HOW TO COMPLETE THIS TASK: The lines from the start of the records through the one containing "--- a/j2objc.gradle" are to be transcribed exactly, and nothing else.

──────── SUPPLIED RECORDS ────────

PR #13, opened 2015-02-15
Generate universal static libraries for iphone and simulator.

daschewie:
The task "j2objcLink" was added to the j2objc.gradle plugin. This
task allows the creation of static libraries/archives for linking against
iphone 32bit, iphone 64bit, and simulator i386 binaries.

Do the following to use the new task:

- Configure the j2objcConfig.compileFlags (i.e. "" for standard j2objc)

- Configure the j2objcConfig.distributionDir for output. This folder
  will contain include/ and lib/ with headers and universal lib.

- Optional configure j2objcConfig.staticLibName (i.e. "library.a")

### DIFF
--- a/j2objc.gradle
+++ b/j2objc.gradle
@@ -136,6 +136,10 @@ class J2objcPluginExtension {
     String testIncludeRegex = null
     // Warn if no tests are executed
     boolean testExecutedCheck = true
+
+    // Define static archive name for j2objcLink
+    String staticLibName = "library.a"
+    String distributionDir = null
 }
 
 
@@ -417,6 +421,121 @@ class J2objcTranslateTask extends DefaultTask {
     }
 }
 
+// TODO: Add better error handling
+// TODO: Remove dependency of sysroot_path.sh script.
+// TODO: compileFlags must be set to blank "", we get linker errors otherwise?
+// TODO: Document this feature.
+class J2objcLinkTask extends DefaultTask {
+    @InputDirectory File srcDir
+    @OutputDirectory File destDir
+
+    @TaskAction
+    def link() {
+        def flagMap = [:]
+        def output = new ByteArrayOutputStream()
+        def sysroot= ""
+        def script = project.file("scripts/sysroot_path.sh").path
+
+        // Add iphone build flags
+        project.exec {
+            executable script
+            args "--iphoneos"
+            standardOutput = output
+        }
+        sysroot = output.toString()
+        flagMap['armv7'] = "-arch armv7 -miphoneos-version-min=5.0 -isysroot ${sysroot}"
+        flagMap['arm64'] = "-arch arm64 -miphoneos-version-min=5.0 -isysroot ${sysroot}"
+        flagMap['armv7s'] = "-arch armv7s -miphoneos-version-min=5.0 -isysroot ${sysroot}"
+
+        // Add iphone sumulator build flags
+        output = new ByteArrayOutputStream()
+        project.exec {
+            executable script
+            args "--iphonesimulator"
+            standardOutput = output
+        }
+        sysroot = output.toString()
+        flagMap['i386'] = "-arch i386 -miphoneos-version-min=5.0 -isysroot ${sysroot}"
+
+        // Compile all platforms
+        def binary = J2objcUtils.j2objcHome(getProject()) + "/j2objcc"
+        for (arch in flagMap.keySet()) {
+            println "Building ${arch} object files."
+            def archDir = new File(destDir, arch)
+            if (!archDir.exists()) {
+                archDir.mkdirs()
+            }
+
+            project.exec {
+                workingDir "${archDir.path}"
+                executable binary
+                args "-I${srcDir}"
+                args "-c"
+
+                args flagMap[arch]
+                args "${project.j2objcConfig.compileFlags}".split()
+
+                def srcFiles = project.files(project.fileTree(
+                    dir: srcDir, includes: ["**/*.mm",  "**/*.m"]))
+                srcFiles.each { file ->
+                    args file.path
+                }
+            }
+
+            // Create arch specific archives 
+            println "Building ${arch} archive."           
+            project.exec {
+                workingDir "${archDir.path}"
+                commandLine "ar"
+                args  "rcs"
+                args  "${project.j2objcConfig.staticLibName}"
+
+                def srcFiles = project.files(project.fileTree(
+                    dir: archDir, includes: ["**/*.o"]))
+                srcFiles.each { file ->
+                    args file.path
+                }
+            }
+        }
+
+        def distDir = new File("${project.j2objcConfig.distributionDir}")
+        def includeDir = new File(distDir, "include")
+        def libDir = new File(distDir, "lib")
+        if (!includeDir.exists()) {
+            includeDir.mkdirs()
+        }
+        if (!libDir.exists()) {
+            libDir.mkdirs()
+        }
+
+        println "Copying header files to ${includeDir.path}"
+        project.copy {
+            includeEmptyDirs = false
+            from destDir
+            into includeDir
+            include "**/*.h"
+        }
+
+        println "Merging Universal archive to ${libDir.path}"   
+        project.exec {
+            workingDir "${libDir.path}"
+            commandLine "lipo"
+            args "-create"
+
+            for (arch in flagMap.keySet()) {
+                def archDir = new File(destDir, arch)
+                def archLib = new File(archDir, "${project.j2objcConfig.staticLibName}" )
+                if (archLib.exists()) {
+                    args "${archLib.path}"
+                }                
+            }
+
+            args "-output"
+            args "${project.j2objcConfig.staticLibName}"
+        }
+    }
+}
+
 
 class J2objcCompileTask extends DefaultTask {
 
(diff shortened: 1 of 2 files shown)


scripts/sysroot_path.sh
```diff
@@ -0,0 +1,73 @@
...
+
+  SDK_PATH=$(xcodebuild -sdk ${SDK_TYPE} -find-library system | sed 's/\/usr\/lib\/libsystem.dylib//')
+fi
+
+if [ "x${SDK_PATH}" = "x" ]; then
+  echo "No iOS SDKs located."
+  exit 1;
+fi
+echo ${SDK_PATH}
+exit 0
```
daschewie: This script was copied from the j2objc project. Eventually I would like to do away with it, and add the functionality directly to the gradle plugin.

j2objc.gradle
```diff
@@ -623,6 +742,13 @@ class j2objc implements Plugin<Project> {
                 destFile = file("${buildDir}/j2objc/testrunner")
             }
 
+            project.tasks.create(name: "j2objcLink", type: J2objcLinkTask,
+                    dependsOn: 'j2objcTranslate') {
```
brunobowden: Should be: ```dependsOn: 'j2objcTest'```. So if the tests fail then no library is built. Also, place it after the j2objcCopy task.

It sounds like it should either Copy or Link but not both? Also, should it be copying the library to the ios directory where it can be committed to the source repository? The expectation is that a lead engineer or build system will update the repo with the new binary, so that most iOS engineers don't need to run the j2objc.gradle script but automatically get the updates.

scripts/sysroot_path.sh
```diff
@@ -0,0 +1,73 @@
...
+# distributed under the License is distributed on an "AS IS" BASIS,
+# WITHOUT WARRANTIES OR CONDITIONS OF ANY KIND, either express or implied.
+# See the License for the specific language governing permissions and
+# limitations under the License.
+
+# Returns the location of the latest installed Xcode Mac OS X, iPhoneOS,
+# or iPhoneSimulator SDK root directory.
+#
+# Usage: sysroot_path [--iphoneos | --iphonesimulator]
+
```
brunobowden: Add comment on where the file was originally from. So someone can look at the original and perhaps get updates. Also note if there were any changes to the original? If it's exactly the same then say "Unmodified Feb 15, 2015 copy of XXXX".

brunobowden: At comment on source:
Add note:

# Copied from j2objc repository as of Feb 13, 2015. No modifications made:
# https://github.com/google/j2objc/blob/master/scripts/sysroot_path.sh

j2objc.gradle
```diff
@@ -136,6 +136,10 @@ class J2objcPluginExtension {
     String testIncludeRegex = null
     // Warn if no tests are executed
     boolean testExecutedCheck = true
+
+    // Define static archive name for j2objcLink
+    String staticLibName = "library.a"
```
brunobowden: I believe settings should be:
boolean staticLibCreate = false
String staticLibName = "shared.a"
String staticLibDir = null

Do you also want to add another setting to disable the j2objcCopy task?

I think there's a growing convention around "shared" as the indicator for the shared code so use that.

Useful logic for first time users:
1) Default for translation only and no static lib (we might make the static lib the default in the future)
2) If (staticLibCreate && staticLibDir == null) {
    throw new InvalidUserDataException("staticLibDir path needs to be defined...")
}

j2objc.gradle
```diff
@@ -417,6 +421,121 @@ class J2objcTranslateTask extends DefaultTask {
...
+class J2objcLinkTask extends DefaultTask {
+    @InputDirectory File srcDir
+    @OutputDirectory File destDir
+
+    @TaskAction
+    def link() {
+        def flagMap = [:]
+        def output = new ByteArrayOutputStream()
+        def sysroot= ""
+        def script = project.file("scripts/sysroot_path.sh").path
```
brunobowden: I'm not sure if this always works. At the moment, I'm expecting people to put j2objc.gradle and perhaps the sysroot_path.sh script in the top of the project folder... and not is a scripts subdirectory. For now, you want to find out where the j2objc.gradle file is located and look next to that. In the future, it will be much better when this is all wrapped up in to a plugin.

j2objc.gradle
```diff
@@ -417,6 +421,121 @@ class J2objcTranslateTask extends DefaultTask {
...
+
+        // Add iphone build flags
+        project.exec {
+            executable script
+            args "--iphoneos"
+            standardOutput = output
+        }
+        sysroot = output.toString()
```
brunobowden: Put this in the J2objcUtils class. I think extracting the method makes it easier to understand.

Within that method, add an example of what the output may be:
/Applications/Xcode.app/Contents/Developer/Platforms/MacOSX.platform/Developer/SDKs/MacOSX10.9.sdk

j2objc.gradle
```diff
@@ -417,6 +421,121 @@ class J2objcTranslateTask extends DefaultTask {
...
+        flagMap['armv7'] = "-arch armv7 -miphoneos-version-min=5.0 -isysroot ${sysroot}"
```
brunobowden: Avoid the smell of duplicated code, so place " -miphoneos-version-min=5.0 -isysroot ${sysroot}" in a common variable, e.g.:

def archSuffix = " -miphoneos-version-min=5.0 -isysroot ${sysroot}"
flagMap['arm64'] = "-arch arm64" + archSuffix
flagMap['armv7'] = "-arch armv7" + archSuffix
...

j2objc.gradle
```diff
@@ -417,6 +421,121 @@ class J2objcTranslateTask extends DefaultTask {
...
+        project.exec {
+            executable script
+            args "--iphonesimulator"
+            standardOutput = output
+        }
+        sysroot = output.toString()
+        flagMap['i386'] = "-arch i386 -miphoneos-version-min=5.0 -isysroot ${sysroot}"
+
+        // Compile all platforms
+        def binary = J2objcUtils.j2objcHome(getProject()) + "/j2objcc"
```
brunobowden: Rename, so reading the code elsewhere, someone can guess the contents of the variable without needing this line:

binary => j2objccBin

j2objc.gradle
```diff
@@ -417,6 +421,121 @@ class J2objcTranslateTask extends DefaultTask {
...
+        for (arch in flagMap.keySet()) {
+            println "Building ${arch} object files."
+            def archDir = new File(destDir, arch)
+            if (!archDir.exists()) {
+                archDir.mkdirs()
+            }
+
+            project.exec {
```
brunobowden: This shares a lot of code with the project.exec inside the compile task. The only difference is the addition of the flagMap[arch] flag. Accordingly this should be converted to a shared method in J2objcUtils.compile(...)

    @TaskAction
    def link() {
        ...
        for (arch in flagMap.keySet()) {
            J2objcUtils.compile(getProject(), srcDir, destDir, flagMap[arch] + " " + project.j2objcConfig.compileFlags)
        }
    }

Then the compile task:

    @TaskAction
    def compile() {
        ...
        J2objcUtils.compile(getProject(), srcDir, destDir, project.j2objcConfig.compileFlags)
    }

Extracted Method:

    J2objcUtils.compile(Project project, File srcDir, File destDir, String extraFlags) {
        def j2objccBin = J2objcUtils.j2objcHome(project) + "/j2objcc"
        project.exec {
            executable j2objccBin
            args "-I${srcDir}"
            args "-o", "${destFile.path}"

            args extraFlags.split()

            def srcFiles = project.files(project.fileTree(
                    dir: srcDir, includes: ["**/*.h", "**/*.m"]))
            srcFiles.each { file ->
                args file.path
            }
        }
    }

j2objc.gradle
```diff
@@ -417,6 +421,121 @@ class J2objcTranslateTask extends DefaultTask {
...
+                srcFiles.each { file ->
+                    args file.path
+                }
+            }
+
+            // Create arch specific archives 
+            println "Building ${arch} archive."           
+            project.exec {
+                workingDir "${archDir.path}"
+                commandLine "ar"
```
brunobowden: Add comment what "ar" is

j2objc.gradle
```diff
@@ -417,6 +421,121 @@ class J2objcTranslateTask extends DefaultTask {
...
+                args  "rcs"
```
brunobowden: Add comment what "rcs" is

j2objc.gradle
```diff
@@ -417,6 +421,121 @@ class J2objcTranslateTask extends DefaultTask {
...
+            standardOutput = output
+        }
+        sysroot = output.toString()
+        flagMap['i386'] = "-arch i386 -miphoneos-version-min=5.0 -isysroot ${sysroot}"
+
+        // Compile all platforms
+        def binary = J2objcUtils.j2objcHome(getProject()) + "/j2objcc"
+        for (arch in flagMap.keySet()) {
+            println "Building ${arch} object files."
+            def archDir = new File(destDir, arch)
```
brunobowden: I think this should be under buildDir as it's a temporary creation and you want it to get deleted during a ```clean``` operation.

j2objc.gradle
```diff
@@ -417,6 +421,121 @@ class J2objcTranslateTask extends DefaultTask {
...
+        println "Merging Universal archive to ${libDir.path}"   
+        project.exec {
+            workingDir "${libDir.path}"
+            commandLine "lipo"
+            args "-create"
+
+            for (arch in flagMap.keySet()) {
+                def archDir = new File(destDir, arch)
+                def archLib = new File(archDir, "${project.j2objcConfig.staticLibName}" )
+                if (archLib.exists()) {
```
brunobowden: If archLib doesn't exist then it should fail... as that indicates something that should've been built but wasn't. Don't hide the error by ignoring it if it doesn't exist.

brunobowden:
Thanks @daschewie. I've reviewed all the changes and written up feedback. After you've gone through this, I'll try running it myself. This is a useful addition to the script.

daschewie:
@brunobowden , thanks for the feedback. I will be addressing these issues in the next couple of days.

brunobowden:
@daschewie - let me know when it's in good shape to merge it. Best not to leave this hanging for much longer. As master moves along, it'll make merging more complex for you.

brunobowden:
@daschewie - it would be great to merge these changes. There's already some merge conflicts and it'll get more painful as time goes by.

brunobowden:
@daschewie - we've moved in a different direction to use Cocoapods, so we're going to abandon this pull request. It was useful when we first got started. If you'd like to get involved with what we're working on now, then please reach out.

────────

ANSWER AREA:
PR #13, opened 2015-02-15
Generate universal static libraries for iphone and simulator.

daschewie:
The task "j2objcLink" was added to the j2objc.gradle plugin. This
task allows the creation of static libraries/archives for linking against
iphone 32bit, iphone 64bit, and simulator i386 binaries.

Do the following to use the new task:

- Configure the j2objcConfig.compileFlags (i.e. "" for standard j2objc)

- Configure the j2objcConfig.distributionDir for output. This folder
  will contain include/ and lib/ with headers and universal lib.

- Optional configure j2objcConfig.staticLibName (i.e. "library.a")

### DIFF
--- a/j2objc.gradle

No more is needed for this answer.